Life changes can be subtly unperceivable over time, or abrupt and catastrophic. Sometimes these events can be joyful or sad, healing or destructive, but they are never forward or backward. Life unfolds and brings opportunities for us to expand our authentic selves. When we are faced with intolerable situations, our entire psyche begins to shake and crumble; we are forced to find solutions that bring greater range to our constructed worldviews. Our moral code changes with age because most of us realize that rational thought and decision-making are greatly influenced by our environment and our personal state of mind. From moment to moment, the settings that surround us change, so our response to the moment's experience will change with it. If a woman chooses to marry a man because he can provide a safe and secure environment for her to raise her children, is she moving forward in her life? What happens when she has two children, her life is safe and secure, but she finds out that her husband is having an affair? Her reason for marrying him was not love, or sexual attraction, it was security. And she is secure. He has no intention of leaving her for the other woman; he is just enjoying sex with the woman. Is the wife moving forward or backward in her life after she tries to explore every option of what to do? Put aside all of your thoughts associated with moral law. Then ask yourself, what is the forward or backward direction? There is no forward or backward direction.

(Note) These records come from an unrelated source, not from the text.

PR #265, opened 2023-05-02
Set partial trimming

gord5500:
### Why

The published build of bmx right now will crash with the error `No parameterless constructor defined for type 'Amazon.Util.Internal.PlatformServices.NetworkReachability'`

https://learn.microsoft.com/en-us/dotnet/core/deploying/trimming/trim-self-contained

When building bmx with aot, we reduce the deployment size by getting rid of unused parts of libraries. Theres a [problem ](https://github.com/aws/aws-sdk-net/issues/2531) though with the aws sdk right now where it gets rid of some parts we actually need. I think it's to do with [this](https://learn.microsoft.com/en-us/dotnet/core/deploying/trimming/incompatibilities#dynamic-assembly-loading-and-execution)

### How

The github issue page mentioned a temporary solution to set the trim mode to partial for now. The build size would be 17.5MB compared to 13 so it seems like not a big issue?


src/D2L.Bmx/D2L.Bmx.csproj
```diff
@@ -1,4 +1,4 @@
-<Project Sdk="Microsoft.NET.Sdk">
+﻿<Project Sdk="Microsoft.NET.Sdk">
```
cfbao, line 1: You're adding a BOM here. Did you use VS to edit this file? Can you set the encoding to be without BOM?

cfbao: our editorconfig does set utf-8 (which means without BOM), but VS just doesn't respect that... 😠

cfbao: the linter we use is unfortunately not able to catch charset violations
https://github.com/editorconfig-checker/editorconfig-checker/issues/85

cfbao:
I believe there's a way to scope what we trim/don't trim to specific assemblies via a config file. It might be able to reduce binary size a bit without touching the "fragile" assemblies (e.g. AWS ones).
Not a priority as 17.5 MB isn't a big deal.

If an addict is sober for years and then uses drugs when a situation in his or her life becomes intolerable, is he or she moving backwards or forwards? Neither one, he or she has returned to their coping skills of the past, since they are unable to make a decision in an intolerable situation. The intolerable situation is the very primal force of man that forces each of us to move our moral range, we narrow or widen it. An addict who regresses and begins to use again, whether its methamphetamine or sex, has not widened or transcended their intolerable situation, and is most likely afraid to make a change. People stay frozen when the alarm bell rings over and over again, “What would the neighbor's say?" They live a fear-based life. As in the movie Groundhog Day, every day is just another day like the one before, and the one after, regardless of circumstances.

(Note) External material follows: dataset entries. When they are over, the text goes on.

Issue #204, opened 2020-07-16
Support output format expected by aws credentials_process


dougmoscrop:
Something like:

> bmx login

Would prompt you for:

- Org (default read from bmx confing)
- Username (default read from bmx config)
- Password

And just setup/refresh the Okta session.

Then in `~/.aws/credentials`:

```ini
[dev-my-account]
credential_process = bmx aws-credentials --account=Dev-MyAccount --role=Dev-MyAccount-Owner
```

No opinion on the actual command, could also be `bmx print --aws` or `bmx print --json` and so on.

I think this has the same "failure mode" as when the `bmx write` credentials are expired (credentials process would just return the expired credentials if it can't renew them) but it avoids having to type in profile, account and role names as often.

boarnoah:
Implemented via: #443

The workflow is:

Setup credential process with a role (once):
     ``bmx write --use-credential-process --account Dev-MyAccount --role Dev-MyAccount-Owner --profile dev-my-account``
 
Then in the future you need to do ``bmx login`` in order to refresh Okta credentials.

There is caching for the generated AWS credentials #384 
- With ``--duration`` set for > 20 mins (default is 60), credentials will be refreshed when < 15 mins to expiry
- With shorter duration than that it operates on a sliding window, at a minimum when < 10 mins to expiry

PR #267, opened 2023-05-05
print: support json / aws credentials output

gord5500:
### Why
In support of this request from a forked version of bmx https://github.com/Brightspace/bmx/issues/204
This allows us to add entries to our ~.aws/credentials files where we can call bmx to retrieve credentials for us. 

### How
I'm adding an extra option value for --output flag as json but also want a new flag --headless .

My thought was maybe someone could want json output outside of the automated process? With the headless flag on it would just throw an error anytime a needed value wasn't provided. Although it can't actually be a headless process because if the okta session is expired we can't get credentials. Right now with the headless flag and we don't have credentials a non-zero exit code is returned and aws knows bmx failed

Do we want to have it split like this or just anytime the output is json (or name it aws or something else) we don't bother looking for inputs. Right now if you try to use an aws command without a session and without throwing an error you don't even get prompted to enter the okta password it just stalls for awhile
This is what an entry in the credentials file looks like
> [bmxtest]
credential_process = bmx print --headless --output json --account Dev-Slims --role Dev-Slims-Readonlythey should add the following to their credentials file

Related trello card: https://trello.com/c/nOA2khxF/1230-support-awscredentials


cfbao:
> My thought was maybe someone could want json output outside of the automated process? With the headless flag on it would just throw an error anytime a needed value wasn't provided. Although it can't actually be a headless process because if the okta session is expired we can't get credentials. Right now with the headless flag and we don't have credentials a non-zero exit code is returned and aws knows bmx failed

I like the idea of the flag, but I'd like to propose a different name: `--non-interactive`. I think it's easier to understand than "headless". It's longer but you will never type it in an interactive console.

Also, have you confirmed that AWS knows the process failed when a non-zero exit code is returned? How does, say the AWS CLI, behave when this happens? When you invoke the AWS CLI repeatedly with such a profile, are the credentials cached? i.e. is bmx invoked repeatedly every time or only when it's needed to refresh the creds?

gord5500:
> I like the idea of the flag, but I'd like to propose a different name: --non-interactive. I think it's easier to understand than "headless". It's longer but you will never type it in an interactive console.

Yep I think that works good.

> Also, have you confirmed that AWS knows the process failed when a non-zero exit code is returned? How does, say the AWS CLI, behave when this happens?

Yep when there is no valid session we throw a BmxException which gives us non-zero and this is what it looks like in the cli 
image

> When you invoke the AWS CLI repeatedly with such a profile, are the credentials cached? i.e. is bmx invoked repeatedly every time or only when it's needed to refresh the creds?

The aws [docs ](https://docs.aws.amazon.com/cli/latest/userguide/cli-configure-sourcing-external.html) mentions that they don't get cached so bmx should get invoked repeatedly. If I understand correctly.

>The AWS CLI does not cache external process credentials the way it does assume-role credentials. If caching is required, you must implement it in the external process.

cfbao:
> The aws [docs ](https://docs.aws.amazon.com/cli/latest/userguide/cli-configure-sourcing-external.html) mentions that they don't get cached so bmx should get invoked repeatedly. If I understand correctly.
> 
> > The AWS CLI does not cache external process credentials the way it does assume-role credentials. If caching is required, you must implement it in the external process.

😬 I have my concerns then... Imagine this being used in a script that makes a bunch of AWS API calls... Okta API will probably not like this.
I think we should implement caching in bmx for this, potentially controlled with a new flag. But that can be done in a different PR or a new Trello card entirely.

cfbao (approved):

Life is filled with intolerable decisions. Our Westernized minds require us to hone our decision-making faculties, and to never lose sight of our individual Self. When our mind ruminates over our potential choices of action, our ego attaches each potential solution with a different set of emotions. Some solutions will be more emotionally difficult than others, at the same time some will be more economically challenging. Take the intolerable decision for a poor, pregnant, unmarried, teenage girl to put up her baby for adoption. After she delivers the baby, and the baby is delivered to its adopted family, does the teenager move forward in her life? No, she returns to her pre-pregnant state of life having experienced a unique life adventure that may leave her wiser in some respects and healthier in others. Then again, she may repeat the adventure over and over again. If she gives up her child and experiences depression, she may be stuck between everything she wanted to do, and everything she had to do, because she was afraid to do what she wanted to do. She uses up all of her energy trying to balance between what could have been, and what is, leaving her in a depressed mood.

As life happens to us, we react from our unconscious mind. Our ego works hard to frame a rational explanation, so that we can justify our behavior to ourselves, and others if need be; this helps us live with the consequences. Sometimes, in the wake of our initial decision, we make an equally abrupt second decision in an effort to right our course of action. Our most important factor in decision-making should be to keep as authentic as possible. There are no forward or backward choices, only choices that benefit or harm our authentic selves.

For all you forward thinking people, I hope I've helped you to abandon your move forward and leave your old self-behind-way of seeing the world.